Once I make the decision to feature a plant with dark foliage, the supporting cast plants need be friendly to that color.  Lime licorice verges on yellow; inky fingers coleus has a deep purple ground, with just a hint of bright green on the edges.  Medium green and medium red make mud together.  I like sharp, crisp, delicate and dramtic color-no mud.  Big black foliage needs more black foliage to make a dramatic color statement.  The rim of bright green on this Inky Fingers coleus describes its small texture-it brings all of the color to life.  Medium green foliage in this container-thud.    

This red/black foliaged hibiscus is a very strong grower.  It can easily attain 6 feet in a single season.  The red and lime bicolor coleus and lime licorice light up that dark color from below.  I have thought on occasion to pair it with the big ruffly leaved farfugium; the contrast in texture would be great.  The red and green color combination I am reluctant to try.  Want an other than green foliaged scheme?  Follow through with every move you make.

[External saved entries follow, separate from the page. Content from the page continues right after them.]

PR #8, opened 2025-01-10
feat(revenue): Add Beefy helper to fetch vault TVL

jophish:
Follow-up PR to #7. This PR introduces a helper function that calls a public [Beefy API endpoint](https://databarn.beefy.com/api/v1/documentation/static/index.html) in order to get historical vault TVL (in USD) in 15-minute increments. This will be used later on when calculating a user's share of a vault at any given time, as the denominator in the ratio.

PR #9, opened 2025-01-10
feat(revenue): Add Viem helper to fetch vault fee events

jophish:
Followup PR to #8. This PR adds a Viem helper to fetch the history of fees charged by a vault across a given time range. Later on, we'll use this data by iterating over all the fees charged in the desired time range, and multiplying each by the user's share of the vault's TVL in order to determine how much of the fee is attributable to each user.

In addition to using Viem to index events, this also incidentally integrates with a convenient [DefiLlama endpoint](https://defillama.com/docs/api) that returns the block closest to a given timestamp. Doing this ourselves would be pretty cumbersome.


scripts/calculateRevenue/protocols/beefy.ts
```diff
@@ -1,11 +1,100 @@
...
+  const strategyContract = await getStrategyContract(vaultAddress, networkId)
+
+  const startBlock = await getNearestBlock(networkId, startTimestamp)
+  const endBlock = await getNearestBlock(networkId, endTimestamp)
+  const blocksPer = 10000
+  let currentBlock = startBlock
+
+  const feeEvents: FeeEvent[] = []
+  while (currentBlock < endBlock) {
+    const toBlock = Math.min(currentBlock + blocksPer, endBlock)
```
silasbw, line 79: Does this double-count the toBlock?  Like, imagine "blocksPer" is 1:

currentBlock = 0
toBlock = 1
getEvents({ fromBlock: currentBlock, toBlock }) ---> returns events from 0, and 1

currentBlock = 1
toBlock = 2
getEvents({ fromBlock: currentBlock, toBlock }) ---> returns events from 1, and 2

?

scripts/calculateRevenue/protocols/beefy.ts
```diff
@@ -1,11 +1,100 @@
...
 
+const NETWORK_ID_TO_DEFI_LLAMA_CHAIN: Partial<{
+  [networkId in NetworkId]: string // eslint-disable-line @typescript-eslint/no-unused-vars
+}> = {
+  [NetworkId['ethereum-mainnet']]: 'Ethereum',
+  [NetworkId['arbitrum-one']]: 'Arbitrum',
+  [NetworkId['op-mainnet']]: 'Optimism',
+  [NetworkId['celo-mainnet']]: 'Celo',
+  [NetworkId['polygon-pos-mainnet']]: 'Polygon',
+  [NetworkId['base-mainnet']]: 'base',
```
satish-ravi, line 20: interesting that this is lowercase

scripts/calculateRevenue/protocols/beefy.ts
```diff
@@ -1,11 +1,100 @@
...
+): Promise<number> {
+  const unixTimestamp = Math.floor(timestamp.getTime() / 1000)
+  const defiLlamaChain = NETWORK_ID_TO_DEFI_LLAMA_CHAIN[networkId]
+
+  const response = await fetchWithTimeout(
+    `${DEFI_LLAMA_API_URL}/block/${defiLlamaChain}/${unixTimestamp}`,
+  )
+  if (!response.ok) {
+    console.log(
+      `${DEFI_LLAMA_API_URL}/block/${defiLlamaChain}/${unixTimestamp}`,
```
satish-ravi, line 49: nit: pull this to a variable, so these don't accidentally diverge

scripts/calculateRevenue/protocols/beefy.ts
jophish: Wow, I just assumed that the end range would be exclusive, but in fact it appears that both limits are _inclusive_, according to [here](https://ethereum.stackexchange.com/questions/78620/is-the-range-of-a-filterquery-inclusive-up-to-toblock). That's kind of annoying -- thanks for the callout.

scripts/calculateRevenue/protocols/beefy.ts
jophish: Oops, this log actually shouldn't have made it in to the PR.

scripts/calculateRevenue/protocols/beefy.ts
jophish: Actually, I think these can all be lowercase. The endpoint accepts certain chains as both uppercase/lowercase, but base only worked when lowercase. After some testing, it looks like all chains work when lowercased, so I'll just do that for them all.

scripts/abis/BeefyVaultV7.ts
MuckT, line 1: A comment with a URL for where this ABI was sourced from might come in handy in the future.

scripts/abis/StratFeeManagerInitializable.ts
MuckT, line 1: A comment on the source of this ABI would be helpful.

scripts/calculateRevenue/protocols/beefy.ts
```diff
@@ -1,11 +1,100 @@
...
+// TODO: Memoize this function so it's not repeated for every user address
+/**
+ * For a given vault, fetches the record of all ChargedFee events emitted in a given timeframe
+ */
+export async function fetchFeeEvents(
+  vaultAddress: Address,
+  networkId: NetworkId,
+  startTimestamp: Date,
+  endTimestamp: Date,
+): Promise<FeeEvent[]> {
```
satish-ravi, line 66: use object params especially if 2 types are the same. I think we should favor object params in general, maybe positional is fine for 1 or max 2 params if they are of different types

scripts/calculateRevenue/protocols/beefy.ts
```diff
@@ -1,11 +1,100 @@
...
+  const client = getViemPublicClient(networkId)
+  const strategyContract = await getStrategyContract(vaultAddress, networkId)
+
+  const startBlock = await getNearestBlock(networkId, startTimestamp)
+  const endBlock = await getNearestBlock(networkId, endTimestamp)
+  const blocksPer = 10000
+  let currentBlock = startBlock
+
+  const feeEvents: FeeEvent[] = []
+  while (currentBlock < endBlock) {
```
satish-ravi, line 76: should this be `<=`? Otherwise I don't see the point of the Math.min in the last line of the loop

jophish: Ah, you're right. I think it's simpler to keep the `<` and just do `currentBlock = toBlock + 1`

jh2oman (approved):

PR #10, opened 2025-01-10
feat(revenue): Plumb revenue script helpers, get initial version working

jophish:
Followup PR to #9. This PR plumbs together all of the helpers from the previous PRs, and introduces some new logic to actually perform fee attribution on the data.

To facilitate easier testing (since internal helper functions cannot be mocked by jest), I've also refactored the organization of some of the files/functions. Git appears to not be able to recognize the moved files as being the same as before, so the actual diff size in this PR is smaller than what's reported. I'll add some comments to files that can be safely ignored.

There are some follow-ons and caveats from the [original PR](https://github.com/mobilestack-xyz/funding-layer/pull/6#issue-2778995969) that apply here.


scripts/calculateRevenue/protocols/beefy/helpers.ts
jophish, line 1: This file is just a port of the original `beefy.ts` contents - you can ignore this.

scripts/calculateRevenue/protocols/beefy/types.ts
```diff
@@ -0,0 +1,30 @@
+import { BeefyInvestorTransaction } from '../../../protocol-filters/beefy'
```
jophish, line 1: You can ignore the existing types here, I just pulled them out from the old `beefy.ts` since they're now shared more widely.

scripts/calculateRevenue/protocols/beefy/beefy.ts
satish-ravi, line 1: nit: can be named index.ts? To avoid `beefy/beefy`

scripts/calculateRevenue/protocols/beefy/beefy.ts
```diff
@@ -0,0 +1,112 @@
...
+  BeefyInvestorTransactionWithUsdBalance,
+  BeefyVaultTvlData,
+  VaultInfo,
+} from './types'
+import { getStrategyContract } from '../utils/viem'
+import { RevenueResult, NetworkId } from '../../../types'
+import { getVaults } from './getVaults'
+
+/**
+ * Given a list of transaction history on a particular Beefy vault and a timestamp,
```
satish-ravi, line 11: nit: make a note that this requires the data to be sorted?

scripts/calculateRevenue/protocols/beefy/beefy.ts
```diff
@@ -0,0 +1,112 @@
...
+    if (new Date(tx.datetime) >= timestamp) {
+      return lastTvl
+    }
+    lastTvl = tx.usd_balance
+  }
+  return lastTvl
+}
+
+/**
+ * Given a list of Beefy vault TVL data and a timestamp, returns the vault's TVL at
```
satish-ravi, line 29: same as above

scripts/calculateRevenue/protocols/beefy/beefy.ts
```diff
@@ -0,0 +1,112 @@
...
+  tokenId: string
+  revenue: string
+}> {
+  let totalRevenueContribution = 0n
+  for (const { beefyFee, timestamp } of vaultInfo.feeEvents) {
+    const userTvl = getUserTvl(vaultInfo.txHistory, timestamp)
+    const vaultTvl = getVaultTvl(vaultInfo.vaultTvlHistory, timestamp)
+    const partialRevenueContribution =
+      (BigInt(userTvl * 10 ** 18) * BigInt(beefyFee)) /
+      BigInt(vaultTvl * 10 ** 18)
```
satish-ravi, line 61: nit: should we do the 10 ** 18 multiplication after converting to bigint to be safe?

satish-ravi (commented):
Looks good, mostly nits

scripts/calculateRevenue/protocols/beefy/getVaults.ts
```diff
@@ -0,0 +1,74 @@
+import { fetchInvestorTimeline } from '../../../protocol-filters/beefy'
```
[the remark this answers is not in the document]
jophish: My preference is camel case, and it's what we typically tend to do. What do you think?

scripts/calculateRevenue/protocols/beefy/getVaults.ts
```diff
@@ -0,0 +1,74 @@
...
+  const vaultsInfo: VaultsInfo = {}
+
+  for (const vault of allVaults) {
+    // Ensure that per-vault transaction history is sorted oldest to newest.
+    const txHistory = portfolioData
+      .filter((data) => data.product_key === vault)
+      .sort((a, b) => {
+        if (new Date(a.datetime) < new Date(b.datetime)) return -1
+        if (new Date(a.datetime) > new Date(b.datetime)) return 1
+        return 0
```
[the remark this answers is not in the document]
jophish: They aren't ISO strings unfortunately, and `return new Date(a.datetime) - new Date(b.datetime)` doesn't work on the Date objects themselves (you have to do something like `return new Date(a.datetime).getTime() - new Date(b.datetime).getTime()` in order for TS not to complain).

scripts/calculateRevenue/protocols/beefy/beefy.ts
jophish: We have to do the conversion before; converting the values to BigInt directly doesn't work since they have lots of decimal precision, and rounding would lose all of that.

scripts/calculateRevenue/protocols/beefy/getVaults.ts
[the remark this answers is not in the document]
jophish: although, for the actual script names, I suppose it's more idiomatic to use kebab case.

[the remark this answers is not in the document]
satish-ravi: I think being consistent one way or the other would be nice. Don't really have a preference, we can just stick to camel case everywhere if that's the easiest.

satish-ravi (approved):

scripts/calculateRevenue/protocols/beefy/getVaults.ts
```diff
@@ -0,0 +1,72 @@
...
+    (vaults, data) => vaults.add(data.product_key),
+    new Set<string>(),
+  )
+
+  const vaultsInfo: VaultsInfo = {}
+
+  for (const vault of allVaults) {
+    // Ensure that per-vault transaction history is sorted oldest to newest.
+    const txHistory = portfolioData
+      .filter((data) => data.product_key === vault)
```
MuckT, line 45: Instead of filtering here can we instead group all vaults by product key before?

I did make an exception in this case.  The strap leaved New Zealand flax, or phormium, is black leaved; perhaps there is a hint of brown.  The large, bright flower heads of the peach geraniums attract the eye; its great leaves fade away into the distance.  The violet petunias are so covered with blooms that the green foliage is scarcely visible.  This planting is dark and dramatic.

This large and black leaved canna is a boldly sensational plant.  It has great stature, texture, and mass-there is no missing it.  The red violet and lime yellow coleus Arizona Sunset repeats that dark foliage color in a different hue, and leavens it with lime.  The delicate and pale lavender petunias are a sharp contrast-all of that lavender brings out the purple in the canna leaves.  The flowers have all but obliterated any view of its green foliage.  

This centers of these canna leaves appear green when the sun shines through them. This made it fine for me to plant an olive green coleus with a red violet obverse next to it.  The red thread leaved alternanthera appears to darken as it matures-a large mass of red leaves traps light, rather than reflecting it.  The pink petunias and creeping jenny define the lower edge of the alternanthera mass.  Very dark foliage benefits from some lighter company-any other color than medium green, please.

Malabar spinach has very dark green leaves which are red violet on the reverse side.  The stems and knobby flowers are also dark red violet.  Though I love how it climbs to great heights in just one season, I also value that dark foliage.  Persian Shield and black sweet potato vine mirror that color quite well.  This pot was dark up 12 feet into the sky, and just as dark, down to the ground.  This made me think a big button of green-foliaged Red Sun zinnias would work.  

The very dark purple oxalis triangularis is one of my favorite plants.  That rich dark red violet leaf-so beautiful.  I especially like it with Solenia orange begonia.  Very little of the green leaves of the begonia are visible-this is a study in orange and dark red violet.  The varigated licorice is not your garden variety green-it looks as fresh as the description mint green suggests. The big idea here-should you choose to include dark foliaged plants in your landscape, garden, or containers, pay even more attention to the color you put with them.